Returns: AnnData (in-place modified, also returned).

Example

adata = pharost.analysis.load_response_prediction(
    adata,
    drugs=['LAPATINIB', 'AFATINIB'],
    path_template=lambda d: f'BC_result/{d}/predicted_probabilities.csv',
)

pharost.analysis.plot_response_celltype_prop

pharost.analysis.plot_response_celltype_prop(
    adata,
    target_drugs,
    cell_type_col,
    save=False,
    file_format='pdf',
    sample_id=None,
    save_dir='Drug_Celltype',
    palette='tab10',
)

Bar plot of the proportion of “sensitive” cells (probability > 0.5) in each cell type, faceted by drug. Cell types with fewer than 5 cells are dropped.

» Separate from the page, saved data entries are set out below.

PR #256, opened 2022-09-29
Improve round end information, and add DiscordRoundEnded plugin

ect0s:
```

Adds round-tickets regex to logparser; this will fire when the server prints new log lines related to tickets and factions.

Adds round-ended regex to log parser and event; this event forwards round tickets where we have both a winner and a loser to the main server object.

discord-roundended: This plugin is similar but functionally different from round winner, due to cases where the server experiences a draw.
```

This is an initial commit, and will need additional work.

Currently known issues: 

We only see round-tickets when the map is not a draw, this is fairly often, however our current round-winner event *always* fires (though incorrectly labels all matches with a winner, even if they are a draw). 

The larger issue is the changes required in DBlog and elsewhere to smooth things over, these will result in schema changes that require DBlog to alter tables. 

Further, in the case of FTP logging, we currently assume the log and rcon state are closely coupled, this is not always the case; 

This means plugins like discord-roundwinner, that take the previous map are not guaranteed to be correct, and further issues around how we construct that data abound (layers.json missing data, see https://github.com/Team-Silver-Sphere/SquadJS/pull/222 )

The well defined path here should be stable, but edge cases around FTPlogging and such make the "draw" path much harder to handle. 

```
[2022.09.28-18.23.37:222][892]LogSquadTrace: [DedicatedServer]DetermineMatchWinner(): Local Militia Group won on Kamdesh Highlands
[2022.09.28-18.23.37:222][892]LogSquadTrace: [DedicatedServer]DetermineMatchWinner(): The game was a draw on Kamdesh Highlands
[2022.09.28-18.23.37:223][892]LogGameState: Match State Changed from InProgress to WaitingPostMatch

```

The above is a map with a draw, 

Currently NEW_GAME will report 

```

Local Militia Group won on Kamdesh Highlands
```

But this is incorrect, and the new log lines will not appear, leaving an ambiguous state.

### DIFF
--- a/squad-server/log-parser/round-ended.js
+++ b/squad-server/log-parser/round-ended.js
@@ -1,0 +1,20 @@
+/**
+ * Matches when Map state Changes to PostMatch (ScoreBoard)
+ *
+ * Emits winner and loser from eventstore
+ *
+ * winner and loser may be null if the match ends with a draw
+ */
+export default {
+  regex:
+    /^\[([0-9.:-]+)]\[([ 0-9]*)]LogGameState: Match State Changed from InProgress to WaitingPostMatch/,
+  onMatch: (args, logParser) => {
+    const data = {
+      winner: logParser.eventStore.ROUND_WINNER ? logParser.eventStore.ROUND_WINNER : null,
+      loser: logParser.eventStore.ROUND_LOSER ? logParser.eventStore.ROUND_LOSER : null
+    };
+    logParser.emit('ROUND_ENDED', data);
+    delete logParser.eventStore.ROUND_WINNER;
+    delete logParser.eventStore.ROUND_LOSER;
+  }
+};
--- a/squad-server/log-parser/round-ended.js
+++ b/squad-server/log-parser/round-ended.js
@@ -11,7 +11,8 @@ export default {
   onMatch: (args, logParser) => {
     const data = {
       winner: logParser.eventStore.ROUND_WINNER ? logParser.eventStore.ROUND_WINNER : null,
-      loser: logParser.eventStore.ROUND_LOSER ? logParser.eventStore.ROUND_LOSER : null
+      loser: logParser.eventStore.ROUND_LOSER ? logParser.eventStore.ROUND_LOSER : null,
+      time: args[1]
     };
     logParser.emit('ROUND_ENDED', data);
     delete logParser.eventStore.ROUND_WINNER;
--- a/README.md
+++ b/README.md
@@ -640,6 +640,29 @@ Grafana:
         </details>
 
 <details>
+          <summary>DiscordRoundEnded</summary>
+          <h2>DiscordRoundEnded</h2>
+          <p>The <code>DiscordRoundEnded</code> plugin will send the round winner to a Discord channel.</p>
+          <h3>Options</h3>
+          <ul><li><h4>discordClient (Required)</h4>
+           <h6>Description</h6>
+           <p>Discord connector name.</p>
+           <h6>Default</h6>
+           <pre><code>discord</code></pre></li>
+<li><h4>channelID (Required)</h4>
+           <h6>Description</h6>
+           <p>The ID of the channel to log round end events to.</p>
+           <h6>Default</h6>
+           <pre><code></code></pre></li><h6>Example</h6>
+           <pre><code>667741905228136459</code></pre>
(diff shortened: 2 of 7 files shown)


werewolfboy13:
Got this error on mine when I added it. 
image

ect0s:
The events are a composite set of two. 

Is it possible you restarted during the two events?

Or could you get me the relevant game log, and layer?

ect0s:
It appears I missed the early return for draws



> Got this error on mine when I added it. image

This should be fixed

ect0s:
```
[2022.09.29-10.47.59:424][474]LogSquadGameEvents: Display: Team 2, RUS 49th Combined Arms Army ( Russian Ground Forces ) has won the match with 294 Tickets on layer Narva RAAS v5 (level Narva)!
[2022.09.29-10.47.59:424][474]LogSquadGameEvents: Display: Team 1, USMC 3rd Light Armored Recon Battalion ( United States Marine Corps ) has lost the match with 296 Tickets on layer Narva RAAS v5 (level Narva)!
```

It appears the ticket totals we get may not always be super accurate. Squad has long had an issue of tickets getting subtracted during/after the scoreboard appears, I believe this is the issue under the hood. 

Will need additional testing to see how this occurs. The above was generated on a map that timed out after the test server emptied for the night

watchful-eyes:
> ```
> [2022.09.29-10.47.59:424][474]LogSquadGameEvents: Display: Team 2, RUS 49th Combined Arms Army ( Russian Ground Forces ) has won the match with 294 Tickets on layer Narva RAAS v5 (level Narva)!
> [2022.09.29-10.47.59:424][474]LogSquadGameEvents: Display: Team 1, USMC 3rd Light Armored Recon Battalion ( United States Marine Corps ) has lost the match with 296 Tickets on layer Narva RAAS v5 (level Narva)!
> ```
> 
> It appears the ticket totals we get may not always be super accurate. Squad has long had an issue of tickets getting subtracted during/after the scoreboard appears, I believe this is the issue under the hood.
> 
> Will need additional testing to see how this occurs. The above was generated on a map that timed out after the test server emptied for the night



Is that really the case?
Yes it inacurrate but it gets layer info directly from log and ticket counts doesn't have effect in code.

ect0s:
> Is that really the case?

Yes, the above log lines are directly from testing. 

In the past, before OWI added the 'victory flags' animations to the scoreboard, you would often see tickets getting adjusted slightly during the scoreboard screen. It was entirely possibly that before moving to the next match both teams would have negative tickets. 

> Yes it inacurrate but it gets layer info directly from log and ticket counts doesn't have effect in code.

The accuracy is an issue if anyone starts tracking ticket differentials. The data may be harder to understand if the winning team has less tickets logged than the loser.

The tickets don't have an effect in code until someone decides to write plugins off the event, or include them in Dblog  etc

werewolfboy13 (approved):
Tested on live server.

Sentennial (approved):
**Tested on private server.**
Three tests shown in order in SS below.

1. Match ended in draw
2. Match ended with 1 ticket difference
3. Match ended with 2 ticket difference

results

Coolisbetter (approved):
approve

edit: oops wrong account, lol

Sentennial (approved):
triage perms approve

squad-server/log-parser/round-ended.js
```diff
@@ -0,0 +1,21 @@
...
+ * Emits winner and loser from eventstore
+ *
+ * winner and loser may be null if the match ends with a draw
+ */
+export default {
+  regex:
+    /^\[([0-9.:-]+)]\[([ 0-9]*)]LogGameState: Match State Changed from InProgress to WaitingPostMatch/,
+  onMatch: (args, logParser) => {
+    const data = {
+      winner: logParser.eventStore.ROUND_WINNER ? logParser.eventStore.ROUND_WINNER : null,
```
Thomas-Smyth, line 13: You could do `logParser.eventStore.ROUND_WINNER || null` here I think.

Thomas-Smyth (approved):
LGTM, thanks for the PR.

squad-server/log-parser/round-ended.js
Sentennial: I think they both would have the same effect. I prefer ect0s' code imo. More generally readable I find.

pharost.analysis.drug_gene_correlation

pharost.analysis.drug_gene_correlation(
    adata,
    target_drugs,
    n_top_genes=15,
    cmap=None,
    plot=True,
    annot=False,
    save=False,
    save_dir='Gene_Drug_Corr',
    file_format='png',
    verbose=False,
)

Spearman correlation between gene expression and drug response across all cells. Computes per-drug top-n_top_genes and plots a clustered heatmap of the union.

Returns: long-form pd.DataFrame with columns Gene, Drug, Correlation.